» **Task data**
☆ ☆ ☆ ☆ ☆

PR #5673, opened 2023-07-05
Introduce transaction validator interface

fab-10:


ethereum/blockcreation/src/main/java/org/hyperledger/besu/ethereum/blockcreation/BlockTransactionSelector.java
```diff
@@ -472,10 +465,6 @@ private boolean isTransientValidationError(final TransactionInvalidReason invali
         || invalidReason.equals(TransactionInvalidReason.NONCE_TOO_HIGH);
   }
 
-  private boolean isIncorrectNonce(final ValidationResult<TransactionInvalidReason> result) {
```
siladu, line 475: Why is this being removed? Is the functionality happening elsewhere?

ethereum/core/src/main/java/org/hyperledger/besu/ethereum/core/PermissionTransactionFilter.java
```diff
@@ -11,11 +12,12 @@
  * specific language governing permissions and limitations under the License.
  *
  * SPDX-License-Identifier: Apache-2.0
+ *
  */
 package org.hyperledger.besu.ethereum.core;
 
 @FunctionalInterface
-public interface TransactionFilter {
+public interface PermissionTransactionFilter {
```
siladu, line 20: 👍

ethereum/blockcreation/src/main/java/org/hyperledger/besu/ethereum/blockcreation/BlockTransactionSelector.java
fab-10: yes it has been generalized, now every invalid reason is recorded in the `TransactionSelectionResults.invalidTransactions` map, not only for incorrect nonce, and the caller have full access to all invalid transactions

siladu (approved):
LGTM

PR #2583, opened 2024-08-02
fix(targets): Quote add-column-ddl with column starting with `_` (underscore) based on engine

haleemur:
# Description

Pass the compiled string output to the DDL element constructor.

This ensures that the compilation is engine specific and engine specific quoting rules are respected.

Passing the compiler element to the context `sa.DDL` does not yield proper engine-specific quoting.

Some databases (e.g. IBM Db2, and maybe others as well) require fields starting with underscore (e.g. `_id`) to be quoted, while other databases (postgres, sqlite) accept fields with leading underscores without quotes.

## Testing

Updated schema evolution test in `testing/target_test_streams` to ensure any downstream target is also tested for scenario: `add column starting with underscore`.

Added scenario: `add column starting with underscore` to the sqlite sample target test.

----
📚 Documentation preview 📚: https://meltano-sdk--2583.org.readthedocs.build/en/2583/


edgarrmondragon (approved):

edgarrmondragon:
Thanks @haleemur!

PR #2589, opened 2024-08-05
fix(targets): Make sink assertion compatible with stream maps

JCotton1123:
The change here is necessary to ensure the assertion utilizes the aliases stream name (vs the original stream name).

Given a stream_maps config with an `__alias__` configuration, see example below, a target will produce the following error:

```
singer_sdk.exceptions.RecordsWithoutSchemaException: A record for stream 'Account' was encountered before a corresponding schema. Check that the Tap correctly implements the Singer spec.
```

```
# meltano.yaml
...
  loaders:
  - config:
      athena_database: db
      s3_path: s3://bucket/data/
      stream_maps:
        Account:
          __alias__: Account_v2
    name: target-s3-parquet
```

----
📚 Documentation preview 📚: https://meltano-sdk--2589.org.readthedocs.build/en/2589/


edgarrmondragon:
@JCotton1123 thanks for the PR!

Can you expand on what problem this solves? The original code does smell like a bug, but I'd like to understand better what errors you're running into with the current implementation.

JCotton1123:
> @JCotton1123 thanks for the PR!
> 
> Can you expand on what problem this solves? The original code does smell like a bug, but I'd like to understand better what errors you're running into with the current implementation.

I just added a bit more detail. Let me know if I can provide more.

edgarrmondragon (approved):
Thanks @JCotton1123!

PR #2598, opened 2024-08-09
feat(mappers): Stream map expressions now have access to the `Faker` class, rather than just a faker instance

edgarrmondragon:
Copy of https://github.com/meltano/sdk/pull/2578 where I can push, since that one was created from a protected branch.

----
📚 Documentation preview 📚: https://meltano-sdk--2598.org.readthedocs.build/en/2598/


ReubenFrankel:
Maybe I'm missing something, but could this not have been achieved already using `seed_instance`? 

```yml
stream_maps:
  customers:
    # will always generate the same value for the same seed
    first_name: fake.seed_instance(_['first_name']) or fake.first_name()
faker_config:
  # IMPORTANT: `fake` and `Faker` names are only available if faker_config is defined.
  locale: en_US
```

https://faker.readthedocs.io/en/master/index.html#seeding-the-generator

edgarrmondragon:
Oh, right

<blockquote>

Each generator can also be switched to use its own instance of `random.Random`, separated from the shared one, by using the `seed_instance()` method, which acts the same way.

</blockquote>

If that's the case, we should deprecate `Faker` and recommend `seed_instance()`.

Thoughts @Mac-lp3?

Mac-lp3:
Happy to do some testing tomorrow and see if it provides the same
functionality. I'll respond here with the results and some pros/cons if any.

Mac-lp3:
@ReubenFrankel you are 100% correct, you can accomplish the exact same thing with `fake.seed_instance()`, so adding `Fake` was not necessary 🤦 

@edgarrmondragon, so it looks like the mapper.py changes can be reverted... i think it would at least be handy to keep the updated docs that explains how to get consistent hashing and why you may want to. Of course, it just needs to be updated again to use `fake.seed_instance()` rather than `Fake.seed()`, which I don't mind fixing since its my mistake...

Should I just submit a new PR for that? If so, should it just be for the documentation changes, or should it also include reverting `mapper.py`?

edgarrmondragon:
> @ReubenFrankel you are 100% correct, you can accomplish the exact same thing with `fake.seed_instance()`, so adding `Fake` was not necessary 🤦 
> 
> @edgarrmondragon, so it looks like the mapper.py changes can be reverted... i think it would at least be handy to keep the updated docs that explains how to get consistent hashing and why you may want to. Of course, it just needs to be updated again to use `fake.seed_instance()` rather than `Fake.seed()`, which I don't mind fixing since its my mistake...
> 
> Should I just submit a new PR for that? If so, should it just be for the documentation changes, or should it also include reverting `mapper.py`?

Thanks for the offer @Mac-lp3! Can you take a look at https://github.com/meltano/sdk/pull/2670 and comment if you think something's off or missing?

Mac-lp3:
@edgarrmondragon took a look and looks good to me!

ReubenFrankel:
@Mac-lp3 FWIW I think the docs change was super helpful! 😅

edgarrmondragon:
Thanks both!

Issue #390, opened 2022-05-20
Cast environment variables config values into their respective JSON schema type


MeltyBot:
Migrated from GitLab: https://gitlab.com/meltano/sdk/-/issues/393

Originally created by @edgarrmondragon on 2022-05-20 18:16:14

---

## Summary
[//]: # (Concisely summarize the feature you are proposing.)

Currently only arrays of strings are parsed: `value1,value2` -> `["value1", "value2"]`. A similar process for `number`, `boolean` and `integer` would be valuable.

## Proposed benefits
[//]: # (Concisely summarize the benefits this feature would bring to yourself and other users.)

- Users can fully rely on environment variables and `.env` to configure their taps
- Richer data types can be used for environment variables

## Proposal details
[//]: # (In as much detail as you are able, describe the feature you'd like to build or would like to see built.)

We already have some functions to check for data types in https://gitlab.com/meltano/sdk/-/blob/main/singer_sdk/helpers/_typing.py, so we could extend and leverage those when parsing environment variables.

## Best reasons not to build
[//]: # (Will this negatively affect any existing functionality? Do you anticipate any breaking changes versus what may already be working today? Make the counter-argument to your proposal here.)

Support for environment variables is not common in the Singer ecosystem.

MeltyBot:
[View 1 previous comment from the original issue on GitLab](https://gitlab.com/meltano/sdk/-/issues/393)

PR #2637, opened 2024-09-02
feat: Environment variables are now parsed for boolean, integer, array and object setting values

### LINKED ISSUE #1896: break: Support the same env var formats as Meltano
Currently, a setting of array type can be parsed from an env var with the following format:

```python
MY_ENV_VAR='a,b,c'
```

However, Meltano expects array settings to be JSON arrays:

```python
MY_ENV_VAR='["a","b","c"]'
```

This mismatch is surprising to users familiar with Meltano, and to developers using Meltano to test connectors during development. In the latter case, the env vars and `.env` file are incompatible.

Related:

* https://github.com/meltano/sdk/issues/390
* This mismatch was introduced early in SDK development: https://github.com/meltano/sdk/commit/e66de5d3b90f93288d1e84206eaf91a3116e2823

edgarrmondragon:
Related:

- Closes #1896 (but without a breaking change at this point)
- Closes https://github.com/meltano/sdk/issues/390

----
📚 Documentation preview 📚: https://meltano-sdk--2637.org.readthedocs.build/en/2637/


edgarrmondragon:
@dependabot rebase

PR #2665, opened 2024-09-11
fix: Mapped datetime values are now typed as `date-time` strings in the schema message

### LINKED ISSUE #1695: bug: Mapped datetime values are typed as strings in the schema message
### Singer SDK Version

0.26.0

### Is this a regression?

- [ ] Yes

### Python Version

NA

### Bug scope

Mapping (stream maps, flattening, etc.)

### Operating System

NA

### Description

When generating a datetime value from a string using stream map functionality, e.g.

```yaml
stream_maps:
  my_stream:
    created: datetime.datetime.from_timestamp(createdAt)
```

the detected schema type for the value falls back to string.

https://github.com/meltano/sdk/blob/33d64c8dc94d039368bee16da6ab0037e6672ff6/singer_sdk/mapper.py#L372-L379

### Code

_No response_

gregkoutsimp:
When generating a datetime value from a string using stream map functionality, the detected schema type for the value falls back to string.

In this implementation we extend _eval_type method of class CustomStreamMap from the mapper.py to be bale to process dates and datetimes data types in stream maps.

Closes #1695

----
📚 Documentation preview 📚: https://meltano-sdk--2665.org.readthedocs.build/en/2665/


edgarrmondragon (approved):
Thanks @gregkoutsimp!

PR #2755, opened 2024-11-11
fix: Safely compare UUID replication keys with state bookmarks

nikzavada:
This change will return a stringified value for an instance of uuid.UUID.

----
📚 Documentation preview 📚: https://meltano-sdk--2755.org.readthedocs.build/en/2755/


edgarrmondragon (approved):
Thanks @nikzavada!

PR #2785, opened 2024-11-30
fix: Use FS-specific `listdir` in folder tap

edgarrmondragon:
----
📚 Documentation preview 📚: https://meltano-sdk--2785.org.readthedocs.build/en/2785/

### DIFF
--- a/singer_sdk/testing/templates.py
+++ b/singer_sdk/testing/templates.py
@@ -103,7 +103,7 @@ class TestTemplate:
         Raises:
             ValueError: if Test instance does not have `name` and `type` properties.
         """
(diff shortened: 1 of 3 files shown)


singer_sdk/testing/templates.py
```diff
@@ -104,7 +104,7 @@ def run(
             ValueError: if Test instance does not have `name` and `type` properties.
         """
         if not self.name or not self.plugin_type:
```
edgarrmondragon, line 106:
```suggestion
         if not self.name or not self.plugin_type:  # pragma: no cover
```

PR #2793, opened 2024-12-02
perf(taps): Improved discovery performance for SQL taps

edgarrmondragon:
TODO:

- [x] Measure it 📈 
- [ ] Document it
- [x] Add a Codspeed benchmark? 🏎️

----
📚 Documentation preview 📚: https://meltano-sdk--2793.org.readthedocs.build/en/2793/

### DIFF
--- a/singer_sdk/connectors/sql.py
+++ b/singer_sdk/connectors/sql.py
@@ -878,15 +878,14 @@ class SQLConnector:  # noqa: PLR0904
     def discover_catalog_entry(
         self,
         engine: Engine,  # noqa: ARG002
-        inspected: Inspector,
+        inspected: Inspector,  # noqa: ARG002
         schema_name: str | None,
         table_name: str,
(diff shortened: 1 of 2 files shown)


singer_sdk/connectors/sql.py
```diff
@@ -969,21 +1039,30 @@ def discover_catalog_entries(self) -> list[dict]:
         result: list[dict] = []
         engine = self._engine
         inspected = sa.inspect(engine)
+        object_kinds = (
+            (reflection.ObjectKind.TABLE, False),
+            (reflection.ObjectKind.ANY_VIEW, True),
```
edgarrmondragon, line 1044: The regression in https://github.com/MeltanoLabs/tap-postgres/pull/528 was probably caused by ignoring views in the updated discovery process.

See https://github.com/MeltanoLabs/tap-postgres/issues/535#issuecomment-2513239541.

PR #2835, opened 2025-01-21
feat: Load project `.env` for built-in tests

ReubenFrankel:
In my VSCode config, I have

```
  "python.envFile": "",
```

to stop it auto-loading the contents of my project `.env` file into the environment. A drawback of doing this is that Pytest discovery fails for my SDK plugin projects  with `ConfigValidationError`s until I manually export the `.env` or temporarily provide sensitive config in `tests/test_core.py` and hope I don't accidentally commit it. :grimacing:

This change loads the project `.env` file before test discovery runs. I was only able to get in working in `tests/test_core.py` in the limited time that I had today (which means this would really only be beneficial for new SDK taps/targets), but let me know if it is possible somewhere that would mean I don't have to update all my plugin `tests/test_core.py` files manually (e.g. in `TapTestClassFactory.new_test_class`).

----
📚 Documentation preview 📚: https://meltano-sdk--2835.org.readthedocs.build/en/2835/

### DIFF
--- a/cookiecutter/tap-template/{{cookiecutter.tap_id}}/tests/test_core.py
+++ b/cookiecutter/tap-template/{{cookiecutter.tap_id}}/tests/test_core.py
@@ -2,9 +2,13 @@
 
 import datetime
 
+from dotenv import load_dotenv
 from singer_sdk.testing import get_tap_test_class
 
 from {{ cookiecutter.library_name }}.tap import Tap{{ cookiecutter.source_name }}
+
+load_dotenv()
+
 
 SAMPLE_CONFIG = {
     "start_date": datetime.datetime.now(datetime.timezone.utc).strftime("%Y-%m-%d"),


edgarrmondragon:
I think I'm missing something since I can confirm that the `.env` is loaded when running tests:

https://github.com/meltano/sdk/blob/d1ba40003a516c8d0c42b9fd81ca8a826de3d392/singer_sdk/testing/factory.py#L99-L100

and then

https://github.com/meltano/sdk/blob/d1ba40003a516c8d0c42b9fd81ca8a826de3d392/singer_sdk/plugin_base.py#L191-L193

and

https://github.com/meltano/sdk/blob/d1ba40003a516c8d0c42b9fd81ca8a826de3d392/singer_sdk/plugin_base.py#L271-L284

If you run pytest with the `-s` flag, you should be able to see something like

```
2025-01-21 11:09:25,719 | INFO     | singer_sdk.configuration._dict_config | Parsing 'account_id' config from env variable 'TAP_CHECKLY_ACCOUNT_ID'.
2025-01-21 11:09:25,719 | INFO     | singer_sdk.configuration._dict_config | Parsing 'token' config from env variable 'TAP_CHECKLY_TOKEN'.
```

even though the env vars are **not** set in the shell where this is running.

edgarrmondragon:
It might also be worth for you to look at the `rootdir` value that's printed in the pytest header. The `.env` should be there for config to be loaded correctly.

```
=========================================================================== test session starts ===========================================================================
platform darwin -- Python 3.13.0, pytest-8.3.4, pluggy-1.5.0 -- /path/to/tap-checkly/.venv/bin/python
cachedir: .pytest_cache
rootdir: /path/to/tap-checkly
```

☆ ☆ ☆ ☆ ☆

» **Work item**
Each line from the top of the material above, through the one that contains "siladu, line 475: Why", should be restated word for word.

» **Written answer**
PR #5673, opened 2023-07-05
Introduce transaction validator interface

fab-10:


ethereum/blockcreation/src/main/java/org/hyperledger/besu/ethereum/blockcreation/BlockTransactionSelector.java
```diff
@@ -472,10 +465,6 @@ private boolean isTransientValidationError(final TransactionInvalidReason invali
         || invalidReason.equals(TransactionInvalidReason.NONCE_TOO_HIGH);
   }
 
-  private boolean isIncorrectNonce(final ValidationResult<TransactionInvalidReason> result) {
```
siladu, line 475: Why is this being removed? Is the functionality happening elsewhere?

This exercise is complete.